Virgilio Pinera, claimed as the “Cuban Ionesco“, takes the absurd to the ridiculous with comic results as the star-crossed lovers deconstruct their relationship after Alberto’s (Darren Strange) admission to his friend Luis (Colin Michael Carmichael) that his beloved Flora (Christine Entwistle) has drooping breasts.

There follows fast and furious dialogue as Flora taunts a distraught Alberto who doesn’t know whether she witnessed his indiscretion but finally she calls off the wedding.

The pedantic Alberto is loath to leave it there, nor to attempt to win back his beloved, and instead embarks on a thorough trial of the facts leading to the ‘unmarriage’, a consideration of a scenario in which the roles are reversed, an inquest into the death of their engagement and, to make absolutely sure, a cremation and annulment.

Although the two still love one another, the pursuit of the logic to the absurd kills stone dead any possible resurrection and the scattering of the ashes is the final nail in the coffin of this romance.

Superbly translated – for the first time, by Kate Eaton, Emma Bernard‘s direction squeezes every drop of comedy from the lively script. That it is set in Cuba some 50 years ago does not compromise its freshness or wit – in fact without reading the programme it would not be apparent at all although Pinera insists that his drama is Cuban through and through. Perhaps instead it is the universal human condition to mask wounded pride with extreme illogicality – even if it ultimately destroys that which is most cherished.

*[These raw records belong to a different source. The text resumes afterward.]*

Issue #113, opened 2023-12-08
Convert Some Treasury Configs to `NeverEnsure` Once v1.5.0 is Released


joepetrowski:
Some of the `pallet_treasury` config items in the Polkadot Fellowship will require updating once `NeverEnsure` is available. These have been marked with links to this issue.

              we should have issues linking to todos to remind people there are future work to be done

_Originally posted by @xlc in https://github.com/polkadot-fellows/runtimes/pull/109#discussion_r1419790820_

PR #137, opened 2024-01-09
Upgrade to latest `polkadot-sdk@1.5` release

bkontur:
Attached result of `cargo upgrade -v --pinned --incompatible`  [cargo-upgrade-version-bump.log](https://github.com/polkadot-fellows/runtimes/files/13873056/cargo-upgrade-version-bump.log)

E.g.: `frame-support` from `25.0.0` to `27.0.0`

_Note: Encointer was not upgraded (because its pallet references `polkadot@1.3.0` release)._

## TODO

- [x] fix compilation
- [x] fix integration tests
- [x] fix benchmarks (also try them)
- [ ] patch for `pallet-nomination-pools` migration fix https://github.com/paritytech/polkadot-sdk/pull/3094
- [x] patch for `xcm-executor` fix https://github.com/paritytech/polkadot-sdk/pull/3174
  - [x] search for `TODO:(PR#137) - wait for xcm-executor patch` (missing `FrameTransactionalProcessor`)
- [x] check/verify `MaxExposurePageSize = 512` / `MaxNominators = 512` for Kusama/Polkadot
  - [x] check with SRLabs (Jakob) https://github.com/paritytech-secops/srlabs_findings/issues/327

Closes: https://github.com/polkadot-fellows/runtimes/issues/113


bkontur:
@bkchr @ggwpez guys, any idea what is wrong [here](https://github.com/polkadot-fellows/runtimes/actions/runs/7508298401/job/20443495670?pr=137)? 

```
error: failed to run custom build command for `asset-hub-kusama-runtime v1.0.0 (/home/runner/work/runtimes/runtimes/system-parachains/asset-hubs/asset-hub-kusama)`
Caused by:
  process didn't exit successfully: `/home/runner/work/runtimes/runtimes/target/release/build/asset-hub-kusama-runtime-c709c9b8e18d4c08/build-script-build` (exit status: 1)
  --- stderr
  Cannot compile the WASM runtime: no standard library sources found!
  You can install them with `rustup component add rust-src` if you're using `rustup`.
warning: build failed, waiting for other jobs to finish...
error: failed to run custom build command for `bridge-hub-kusama-runtime v1.0.0 (/home/runner/work/runtimes/runtimes/system-parachains/bridge-hubs/bridge-hub-kusama)`
Caused by:
  process didn't exit successfully: `/home/runner/work/runtimes/runtimes/target/release/build/bridge-hub-kusama-runtime-c9ab234e71cf4721/build-script-build` (exit status: 1)
  --- stderr
  Cannot compile the WASM runtime: no standard library sources found!
  You can install them with `rustup component add rust-src` if you're using `rustup`.
Error: Process completed with exit code 101.
```

I just  see that this error message is coming from [here](https://github.com/paritytech/polkadot-sdk/blob/polkadot-v1.5.0/substrate/utils/wasm-builder/src/prerequisites.rs#L149-L150).


I thought it is related to the [`Fetch cache`](https://github.com/polkadot-fellows/runtimes/actions/runs/7507624988/job/20441549625?pr=137#step:8:1) step error:
```
Warning: Error parsing Cargo.toml manifest, fallback to caching entire file: Error: Invalid TOML document: expected key-value, found comma

123:  serde_json = "1.0.111"
124:  remote-externalities = { package = "frame-remote-externalities" , version = "0.34.0" }
```
but it is not.

Locally it works (I know, I know...), maybe I missed something to port, will investigate Monday.

bkchr:
@bkontur change the stable toolchain installation to use the default profile. We need rust-src to be installed.

bkontur:
> @bkontur change the stable toolchain installation to use the default profile. We need rust-src to be installed.

@bkchr ok, cool, thank you, back in the game, just adding `rust-src` to stable components with minimal profile works.

ggwpez:
> I thought it is related to the [`Fetch cache`](https://github.com/polkadot-fellows/runtimes/actions/runs/7507624988/job/20441549625?pr=137#step:8:1) step error:

It should fix on the next update: https://github.com/Swatinem/rust-cache/pull/172#issuecomment-1883286183

relay/kusama/src/lib.rs
```diff
@@ -920,7 +923,8 @@ impl claims::Config for Runtime {
 parameter_types! {
 	// Minimum 100 bytes/KSM deposited (1 CENT/byte)
 	pub const BasicDeposit: Balance = 1000 * CENTS;       // 258 bytes on-chain
-	pub const FieldDeposit: Balance = 250 * CENTS;        // 66 bytes on-chain
+	// TODO:(PR#137) - check ByteDeposit?
+	pub const ByteDeposit: Balance = deposit(0, 1);
```
ggwpez, line 927: Correct by definition, but you can add a sanity check test if you want.

relay/kusama/src/lib.rs
```diff
@@ -2324,6 +2334,46 @@ sp_api::impl_runtime_apis! {
...
+						MultiAsset {
+							fun: Fungible(EXISTENTIAL_DEPOSIT),
+							id: Concrete(Here.into())
+						},
+						crate::Junction::Parachain(43211234).into(),
+					))
+				}
+
+				fn set_up_complex_asset_transfer(
+				) -> Option<(MultiAssets, u32, MultiLocation, Box<dyn FnOnce()>)> {
```
ggwpez, line 2363: Weird format?

relay/polkadot/src/lib.rs
```diff
@@ -667,7 +667,12 @@ parameter_types! {
 		"DOT_SLASH_DEFER_DURATION"
 	);
 	pub const RewardCurve: &'static PiecewiseLinear<'static> = &REWARD_CURVE;
-	pub const MaxNominatorRewardedPerValidator: u32 = 512;
+	// TODO:(PR#137) - check MaxExposurePageSize/MaxNominators 512?
+	pub const MaxExposurePageSize: u32 = 512;
+	// Note: this is not really correct as Max Nominators is (MaxExposurePageSize * page_count) but
+	// this is an unbounded number. We just set it to a reasonably high value, 1 full page
+	// of nominators.
+	pub const MaxNominators: u32 = 512;
```
ggwpez, line 675: @gpestana maybe you can check this?

system-parachains/bridge-hubs/bridge-hub-kusama/src/bridge_to_polkadot_config.rs
```diff
@@ -231,24 +242,31 @@ type FromPolkadotMessageBlobDispatcher = BridgeBlobDispatcher<
...
 	type UncongestedMessage = bp_asset_hub_kusama::UncongestedMessage;
 }
 
+/// Add support for the export and dispatch of XCM programs.
+pub type XcmOverBridgeHubPolkadotInstance = pallet_xcm_bridge_hub::Instance1;
+impl pallet_xcm_bridge_hub::Config<XcmOverBridgeHubPolkadotInstance> for Runtime {
+	type UniversalLocation = UniversalLocation;
+	type BridgedNetworkId = PolkadotGlobalConsensusNetwork;
+	type BridgeMessagesPalletInstance = WithBridgeHubPolkadotMessagesInstance;
+	type MessageExportPrice = ();
```
ggwpez, line 262: Dont know what this means, but why is the price zero?

ggwpez (approved):

relay/kusama/src/lib.rs
joepetrowski: @georgepisaltu can verify

bkontur:
@ggwpez should we add DMP migrations (`UndeployDmpQueue`, `DeleteDmpQueue`) from [here](https://github.com/paritytech/polkadot-sdk/pull/1246) also?

system-parachains/bridge-hubs/bridge-hub-kusama/src/bridge_to_polkadot_config.rs
bkontur: `MessageExportPrice` is just propagated to the [`xcm_builder::HaulBlobExporter`](https://github.com/paritytech/polkadot-sdk/blob/release-polkadot-v1.5.0/polkadot/xcm/xcm-builder/src/universal_exports.rs#L425-L429) component [here](https://github.com/paritytech/polkadot-sdk/blob/release-polkadot-v1.5.0/bridges/modules/xcm-bridge-hub/src/exporter.rs#L34-L37), and we don't need extra additional price here, because actual weights/price is covered by XCM `ExportMessage` instruction and  benchmark

relay/kusama/src/lib.rs
bkontur: well, I think the problem is that `cargo +nightly fmt` does not touch code inside `impl_runtime_apis! {` macro,
however, this code's format is based on the trait signature [here](https://github.com/paritytech/polkadot-sdk/blob/release-polkadot-v1.5.0/polkadot/xcm/pallet-xcm/src/benchmarking.rs#L74-L77), which was formatted by `cargo +nightly fmt`

ggwpez:
> @ggwpez should we add DMP migrations (`UndeployDmpQueue`, `DeleteDmpQueue`) from [here](https://github.com/paritytech/polkadot-sdk/pull/1246) also?

Its a two step process, first we do a runtime upgrade without them and then in the next one we add these migrations to delete the `DmpQueue`.  
It is also not critical if it happens later since the pallet is already defunc.

relay/polkadot/src/lib.rs
Ank4n: This configuration needs to be reviewed by Jakob from SR labs as well.
https://github.com/paritytech-secops/srlabs_findings/issues/327

Ank4n:
pallet-staking bump > 26 will introduce a paged exposure feature that will break some dapps if they have not integrated the changes. Is it possible to upgrade only Kusama and have it running only on Kusama for a while before upgrading Polkadot?

https://forum.polkadot.network/t/staking-update-paged-staking-reward-to-avoid-validator-oversubscription-issue-is-live-on-westend/5215

relay/kusama/src/lib.rs
georgepisaltu: It is the cost per byte stored, as can be seen [here](https://github.com/paritytech/polkadot-sdk/blob/13f2342edd70d83377d620385610bc8dc859b64b/substrate/frame/identity/src/lib.rs#L1240) and [here](https://github.com/paritytech/polkadot-sdk/blob/13f2342edd70d83377d620385610bc8dc859b64b/substrate/frame/identity/src/lib.rs#L1386).

joepetrowski (approved):

bkchr:
@bkontur what is the status of this pr? What are you waiting on?

bkontur:
> @bkontur what is the status of this pr? What are you waiting on?

@bkchr 
1. I think the only issue is this [PR](https://github.com/paritytech/polkadot-sdk/pull/2942) and backport/release it as patch version for `pallet-nomination-pools` above `polkadot@1.5.0-fix` tag.
2. Besides that, there are "problems/issues" with undecodable storage keys, but @liamaharon created separate issues.
3. And I found out that Encointer benchmarks does not work: https://github.com/polkadot-fellows/runtimes/issues/155  - but this is not a problem with this release, this is also problem for actual `main` branch.

So, overall, I am just waiting for  that `1.` .


One question, when should we bump runtime versions `1_001_000` -> `1_002_000` ? When we start working on new release or just at the end right before we do release? Should I bump it now?

relay/polkadot/src/lib.rs
bkontur: plus somebody should check  `MaxExposurePageSize` also

system-parachains/bridge-hubs/bridge-hub-kusama/src/lib.rs
```diff
@@ -460,7 +493,9 @@ construct_runtime!(
 		XcmpQueue: cumulus_pallet_xcmp_queue = 30,
 		PolkadotXcm: pallet_xcm = 31,
 		CumulusXcm: cumulus_pallet_xcm = 32,
+		// Temporary to migrate the remaining DMP messages:
 		DmpQueue: cumulus_pallet_dmp_queue = 33,
+		MessageQueue: pallet_message_queue = 34,
```
claravanstaden, line 498: Thanks for adding the MessageQueue pallet, @bkontur! Can you please move this pallet to be at index 250? We rely on the MessageQueue pallet to be after the Snowbridge pallets. More details here: https://github.com/paritytech/polkadot-sdk/blob/master/cumulus/parachains/runtimes/bridge-hubs/bridge-hub-rococo/src/lib.rs#L731

joepetrowski: This has [come up before](https://github.com/paritytech/polkadot-sdk/pull/1378#issuecomment-1733250552), there are really two indices here, the `= 34` index, which specifies the pallet index in call encoding, and the order of the variants in `construct_runtime`, which specifies the order of `on_initialize` running.

With Construct Runtime v2, I think anything that depends on this behavior needs to have tests to avoid things breaking. See e.g. [Rococo's construct runtime](https://github.com/paritytech/polkadot-sdk/blob/polkadot-v1.6.0/polkadot/runtime/rococo/src/lib.rs#L1338) where MMR's index is higher than Session's but it is "before" it.

All this is to say, Message Queue could stay at 34 but move to the end of construct runtime. Personally this seems like a footgun and I'd like a single order instead of two orders, but I think in the Relay Chains all of the low-number indices are claimed so there's not a good way around it without a breaking change. I think anything that depends on orders like this should have clear documentation and tests to guarantee that things like underlying changes to the `construct_runtime` macro don't inadvertently break things.

bkontur: thank you @joepetrowski, so I will move it at the end with index 34.

@claravanstaden could you:
1. confirm that `MessageQueue: pallet_message_queue = 34,` moved to the end is ok?
2. create an issue to the `polkadot-sdk` for adding a test-case to the `bridge-hub-test-utils` ensuring this ordering/indexing feature works as expected? I would like to reuse that test-case here and also for Rococo<>Eth

joepetrowski: Sorry it wasn't clear, I actually meant the opposite. We should try to make the indices match the order that things are in `construct_runtime`. So 250 is technically fine, but it also leaves very little room for things that would need to come after later.

claravanstaden: @bkontur 

1. I think the MessageQueue pallet needs to be larger than the EthereumOutboundQueue pallet index for this to work correct.
2. I logged issue https://github.com/paritytech/polkadot-sdk/issues/3208.

bkchr: The index doesn't change the order of `on_initialize`. The order of `on_initialize` is determined based on the order of the pallet in `construct_runtime!`. There is also no way that you can get this order right now in the code.

acatangiu: > There is also no way that you can get this order right now in the code.

I mean, there is.. the literal order of the lines of code in `construct_runtime!` 😆  hard codes the order in which hooks are called for the pallets.

But yes, the pallet index number does not matter here and there is no way to specify a number or some other ordering mechanism than the literal order of declaration in the macro.

claravanstaden: Yip, the order of the pallets does what we need. 🤷🏻‍♀️

joepetrowski: Yes but please also change the index to be greater than whatever it is after. What I meant in my first comment is that by not doing so, we are setting ourselves up for something to break when there is a change to the `construct_runtime` macro.

gupnik: FWIW, in [CR v2](https://github.com/paritytech/polkadot-sdk/pull/1378), I am planning to make the order of hooks as per the pallet index, but support an attribute `legacy_ordering` that would follow the current approach. This would ensure that the older ones continue to work but the newer chains use the correct paradigm.

joepetrowski: Yeah but let's just order them both on the chains where we can, like here. I know there are some places on the Relay it's not possible, but I don't see a reason to add something here that we know we'll need to patch around with this `legacy_ordering`. We know about CRv2 so let's just make something that works.

bkontur: I hope I understood it well :D:
- if so, please, resolve this conversation
- if not, please, correct me

https://github.com/polkadot-fellows/runtimes/pull/137/commits/7fc05c1671f1f5b01ca26ad57c350c0dc87892be

moved to the end:
```
MessageQueue: pallet_message_queue = 175,
```

claravanstaden: Thanks @bkontur! Is it fine that the MessageQueue index is at `250` on Rococo and `175` here? I mean, it won't break anything but just wanted to note that it is different now. Is there a max pallet index?

bkontur: I would say that it is totally fine. If your pallet's common code (reused for Rococo and Polkadot) expects a hard-coded 250., then it is not fine and that code should be changed :)

Do you use MessageQueue and/or its index directly somewhere, e.g. as an encoded calls for Transact?

joepetrowski: I would not recommend 250, just because it means that in the future there are only 5 pallets that could possible go after it without a breaking change. Since (a) pallet order can be important, and (b) we have many subsystems that are compositions of several pallets (governance, bridges, staking, etc.) then putting it at 250 seems like we are setting ourselves up for problems later.

claravanstaden: > Do you use MessageQueue and/or its index directly somewhere, e.g. as an encoded calls for Transact?

No, we don't use it anywhere. So it should be fine.

claravanstaden: @joepetrowski agreed. The MessageQueue pallet index is just unfortunately already 250 on Rococo, but agreed 175 is better for Kusama and Polkadot.

bkontur:
Fellows, please review this bump.

The only thing missing is the failed `check-migrations (Polkadot)` job, but this will be automatically resolved when `Polkadot@1.1.2` is enacted on February 19: [link to referendum](https://polkadot.polkassembly.io/referenda/458).

chain-spec-generator/src/system_parachains_specs.rs
```diff
@@ -131,33 +124,28 @@ pub fn bridge_hub_kusama_session_keys(keys: AuraId) -> bridge_hub_kusama_runtime
...
-		},
-		balances: asset_hub_polkadot_runtime::BalancesConfig {
+) -> serde_json::Value {
+	serde_json::json!({
+		"balances": asset_hub_polkadot_runtime::BalancesConfig {
 			balances: endowed_accounts
 				.iter()
 				.cloned()
-				.map(|k| (k, ASSET_HUB_POLKADOT_ED * 4096))
+				.map(|k| (k, ASSET_HUB_POLKADOT_ED * 4096 * 4096))
```
muharem, line 136: intentional increase?

chain-spec-generator/src/system_parachains_specs.rs
```diff
@@ -574,127 +470,90 @@ pub fn bridge_hub_kusama_local_testnet_config() -> Result<Box<dyn ChainSpec>, St
...
-	)))
+	Ok(Box::new(
+		GluttonKusamaChainSpec::builder(
+			glutton_kusama_runtime::WASM_BINARY.expect("GluttonKusama wasm not available!"),
+			Extensions { relay_chain: "kusama-local".into(), para_id: 1300 },
+		)
+		.with_name("Kusama Glutton Local")
+		.with_id("glutton-kusama-local")
+		.with_chain_type(ChainType::Local)
+		.with_genesis_config_patch(glutton_kusama_local_genesis(1300.into()))
```
muharem, line 513: changing it from 1002 to 1300?

system-parachains/encointer/src/lib.rs
```diff
@@ -1023,3 +1008,237 @@ fn test_ed_is_one_tenth_of_relay() {
...
+		::system_parachains_constants::kusama::fee::calculate_weight_to_fee(
+			&::system_parachains_constants::MAXIMUM_BLOCK_WEIGHT
+		),
+		system_parachains_constants::kusama::fee::calculate_weight_to_fee(
+			&system_parachains_constants::MAXIMUM_BLOCK_WEIGHT
+		)
+	);
+}
+
+// TODO: Encointer pallets does not have compatible `polkadot-sdk` versions,
```
muharem, line 1071: it can be very easy to forget to update this when something updated in constants. may be we should try to drop some dependancies from constant crates. Should we have at least an issue for thus?

muharem (approved):

system-parachains/asset-hubs/asset-hub-polkadot/src/lib.rs
```diff
@@ -810,8 +840,10 @@ construct_runtime!(
 		XcmpQueue: cumulus_pallet_xcmp_queue = 30,
 		PolkadotXcm: pallet_xcm = 31,
 		CumulusXcm: cumulus_pallet_xcm = 32,
+		// Temporary to migrate the remaining DMP messages:
```
bkchr, line 843: We should probably have some issue to remove them in the next upgrade.

bkchr (approved):

chain-spec-generator/src/system_parachains_specs.rs
bkchr: These are just genesis configs for testing, so changing them is fine.

chain-spec-generator/src/system_parachains_specs.rs
bkontur: yes, 1002 is BridgeHubKusama

system-parachains/asset-hubs/asset-hub-polkadot/src/lib.rs
bkontur: good point, [issue](https://github.com/polkadot-fellows/runtimes/issues/186) created and TODOs updated

https://github.com/polkadot-fellows/runtimes/pull/137/commits/97f81f9b9d759bbb5f7f64431ba71fa3718b2348

andresilva (approved):

acatangiu (approved):

system-parachains/bridge-hubs/bridge-hub-kusama/src/bridge_to_polkadot_config.rs
acatangiu: Let's add a code comment explaining this

system-parachains/asset-hubs/asset-hub-kusama/src/lib.rs
```diff
@@ -940,7 +973,10 @@ pub type SignedExtra = (
 pub type UncheckedExtrinsic =
 	generic::UncheckedExtrinsic<Address, RuntimeCall, Signature, SignedExtra>;
 /// Migrations to apply on runtime upgrade.
-pub type Migrations = ();
+pub type Migrations = (
```
acatangiu, line 976: something else to check:

I see Polkadot AH has [a migration for "Uniques" v0->v1](https://github.com/polkadot-fellows/runtimes/blob/97f81f9b9d759bbb5f7f64431ba71fa3718b2348/system-parachains/asset-hubs/asset-hub-polkadot/src/lib.rs#L887) while Kusama AH doesn't (also couldn't find it ever having it in `git log -p`).

Maybe it's not needed, but better to ask.

system-parachains/bridge-hubs/bridge-hub-kusama/src/bridge_to_polkadot_config.rs
bkontur: added here: https://github.com/polkadot-fellows/runtimes/pull/137/commits/f82cc0536f5b4c272cea185f3e31d2ca9d9537df

system-parachains/asset-hubs/asset-hub-kusama/src/lib.rs
bkontur: yes, not needed, KusamaAssetHub has already version 1:
image

chain-spec-generator/src/system_parachains_specs.rs
muharem: yes, but still might affect tests, wanted to point in case of accidental change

Colin Michael Carmichael is wonderfully droll as the bourgeois Luis, only really interested in himself, women and how best to cut a dash during the cha cha cha, while Brigid Zengeni is flighty to the nth degree as Julia staunchly backing her friend Flora one moment but the next finding her friend’s dilemma and anguish less important than identifying true salmon pink.

Darren Strange convinces as dogmatic Alberto insisting on the proper deconstruction and is tremendously comic as the nerve-wracked groom but it is Christine Entwisle who stole the show with faultless comic timing and hilarious facial expressions.

With subtle but clever choreography played out on Simon Plumridge’s simple but elegant set, the no-interval hour and half passes all too swiftly.